Abstract
Schizophrenia (SCZ) is a complex psychiatric disorder that is one of the leading causes of disability worldwide and carries a disproportionately high financial burdens on healthcare systems and individual patients due to the chronic nature of the symptoms. One major roadblock in advancing SCZ treatment options is the need for a better understanding of pathways involved in SCZ pathophysiology that could offer new therapeutic targets for treating the disorder. A popular theory that has emerged is the Microglia Hypothesis of Schizophrenia which proposes that microglia, the resident immune cells of the brain, take on reactive phenotypes and release inflammatory cytokines that may drive neuroinflammation and contribute to SCZ pathophysiology. Within the context of the Microglial Hypothesis, is growing interest in identifying the specific molecular mechanisms that could drive microglial-mediated neuroinflammation in SCZ. The inflammasome pathway has become a popular candidate mechanism based on the presence of inflammasome derived cytokines in patients with SCZ, reports showing increased inflammasome activity in animal models of SCZ, and findings showing that some antipsychotics may function through targeting the inflammasome. To date, there have been very few reports exploring inflammasome protein expression in patients with SCZ, highlighting the need for a better understanding of inflammasome changes in human tissue from patients diagnosed with SCZ.

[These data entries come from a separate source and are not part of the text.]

PR #32, opened 2018-03-16
Recognition of line images with tesseract

### LINKED ISSUE #17: Text recognition: Tesseract interface
Implement text recognition using tesserocr.

wrznr:
also fixes #17 and #20 

There is still an issue with the recognition: it did work very, very poorly on the sample image from the spec repository. Might have to do something with tesseract invocation or the missing preprocessing (i.e. binarization).

### DIFF
--- a/ocrd/init/initializing.py
+++ b/ocrd/init/initializing.py
@@ -89,7 +89,10 @@ class Initializer:
         """
         Loads or creates missing PAGE XML from internal METS tree.
         """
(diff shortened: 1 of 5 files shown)


kba:
I've implemented the same algorithm in #40. It works, only produces gibberish but the main problem is that it's incredibly slow to do it like this, line image by line image. On a single core of an i7 6600U, it takes almost a second per line.

We should optimize this (alternativeImage) but also discuss how we support multicore processing. In this case: Have the recognize.tesserocr module create a Pool and spawn workers that work on a line each. Perhaps the workspace module could also offer an API for processors to use.

Issue #61, opened 2018-04-13
Naming conflict in model spec


wrznr:
```
FileNotFoundError: [Errno 2] No such file or directory: '/home/kmw/projects/dwds/ocr/src/ocrd_kraken/env/lib/python3.5/site-packages/ocrd/model/yaml/ocrd_oas3.spec.yml'
```
but we have
`pyocrd/ocrd/model/yaml/ocrd_oas3.yml`

PR #62, opened 2018-04-13
* renamed according to ocrd/constants.py

wrznr:
@kba @VolkerHartmann  Only a minor change, but prevents from continuing with `ocr_kraken`.


wrznr:
Fixes #61

wrznr:
I see. So a `make` call would fix my problem?

wrznr:
Not the right way!

PR #63, opened 2018-04-13
Update spec

kba:
#61 #62


kba:
I'll merge this, since it breaks CI and MP tools.

PR #75, opened 2018-05-08
Refactor CLI

kba:
* Subcommands in dedicated files
* `workspace` subcommand nestable
  * `workspace add` to add files
  * `workspace pack` to pack to ZIP
  * `workspace unpack` to unpack from ZIP
  * `workspace validate` to validate METS for consistency and compliance


ocrd/cli/workspace.py
```diff
@@ -0,0 +1,146 @@
...
+''')
+@click.option('-m', '--mets-url', help="METS URL to validate")
+@pass_workspace
+def validate_workspace(ctx, mets_url=None):
+    if mets_url is None:
+        mets_url = 'file://%s/mets.xml' % ctx.directory
+    report = WorkspaceValidator.validate_url(ctx.resolver, mets_url)
+    print(report.to_xml())
+    if not report.is_valid:
+        return 128
```
wrznr: Magic number?

kba: Yeah, `128` is random. Must just be something non-zero, so you can do

```sh
if ocrd workspace validate -m https://server/path/to/mets.xml;then
  echo 'ok'
else
	echo 'not ok'
fi
```

But it didn't work because return of the click handler !== retval of process. I'll fix that.

PR #80, opened 2018-05-22
WIP: Wrap execeutable webservice

kba:
This is blocked by OCR-D/spec#30 and needs cleaning up, so WIP for now.

Basically, it allows to do

```
ocrd server wrap-executable --port 1234 ocrd-kraken-binary
```

which will wrap any spec-compliant executable, inspect its [tool description](https://ocr-d.github.io/ocrd_tool) and start a webservice for it that adheres to [our HTTP API specs](https://ocr-d.github.io/swagger).

Then these calls can be used for the same thing:

```
ocrd-kraken-binary -m /path/to/mets.xml

==

http --form POST http://localhost:1234 mets@/path/to/mets.xml
```

We really only need the names of the executables provided, the rest (CLI call, workflow integration, HTTP service, Swagger, service list etc) can be generated from introspection.

### DIFF
--- a/ocrd/__init__.py
+++ b/ocrd/__init__.py
@@ -1,4 +1,4 @@
-from ocrd.processor.base import run_processor, run_cli, Processor
+from ocrd.processor.base import run_processor, run_executable, Processor
 from ocrd.model import OcrdMets, OcrdExif, OcrdFile, OcrdSwagger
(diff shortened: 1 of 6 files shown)


wrznr:
@kba What is the status here?

Issue #143, opened 2018-07-18
cache_enabled


finkf:
Maybe it is better to default cache_enabled to false. 
If one needs the extra speedup one can enable it manually.
Its weird during development if changes are not visible :)

finkf:
see #132

kba:
Caching was purely for practical reasons, transmitting image files via mobile network before I had high speed internet available. I'll fix this next, thanks for reminding.

kba:
fixed (caching removed) in v0.5.0

Issue #132, opened 2018-06-27
Caching of parameter files


kba:
`/tmp/cache-pyocrd` is a major nuisance.

kba:
fixed (caching removed) in v0.5.0

Issue #126, opened 2018-06-19
Enable cache only explicitly?


kba:
The `resolver_cache` was implemented solely to save bandwidth while developing. There is no sensible cache invalidation strategy and I see no merit in spending time on this.

Disable the cache by default and require a flag or cache directory to be explicitly set to enable it?

VolkerHartmann:
That's fine for me. In this case the users are aware that they work with a cached workspace.

Issue #92, opened 2018-06-12
Allow disabling/emptying cache in CLI


kba:
And/or have a sane cache invalidation strategy in place.

kba:
The cache is on the resolver level, so its file-type-agnostic. The only reason a URL won't be cached at the moment is when HTTP request fails.

The background of caching was: Slow/Limited internet connection and not wanting to download the same multi-MB TIFF for each run of the tests. It's a very simple implementation, effectively 30 lines of code or so. The simplest "solution" would be to make the default **not** to cache.

The only solution to invalidate a cache entry for a URL is to delete the file corresponding to it in the cache directory. There is no programmatic way to do this.

We could add cache control functionality to the CLI, like `ocrd cache purge`, `ocrd cache rm FILE` etc. with little effort but it's still hacky.

kba:
cache can be circumvented with `--no-cache` #100

PR #144, opened 2018-07-19
:fire: Drop all caching, #132, #143, #126, #100, #92, #45, #85

kba:
> There are only two hard things in Computer Science: cache invalidation and naming things.
>
> -- Phil Karlton

The caching was deliberate premature optimization but now it's just a source for confusing errors.


ocrd/resolver.py
```diff
@@ -160,25 +155,15 @@ def download_to_directory(self, directory, url, basename=None, overwrite=False,
...
-                with open(outfilename, 'wb') as outfile:
-                    response = requests.get(url)
-                    if response.status_code != 200:
-                        raise Exception("Not found: %s (HTTP %d)" % (url, response.status_code))
-                    outfile.write(response.content)
-
-        if self.cache_enabled and not cached_filename:
-            cached_filename = self.cache.put(url, filename=outfilename)
-            log.debug("Stored in cache <%s> at '%s'", url, cached_filename)
+            with open(outfilename, 'wb') as outfile:
```
wrznr: Indent correct here?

This study aims to characterize microglial alterations in brains from human donors with SCZ and explore protein expression changes that could indicate inflammasome activation in brains from donors with SCZ. Here I show that in brains from donors with SCZ there are not only increases in microglial density and shifts in morphology towards pro-inflammatory phenotypes, but there is also increased expression of multiple inflammasome proteins in microglial cell bodies. The results here suggest that inflammasome activation in microglia may drive neuroinflammation in SCZ and could offer a novel therapeutic target.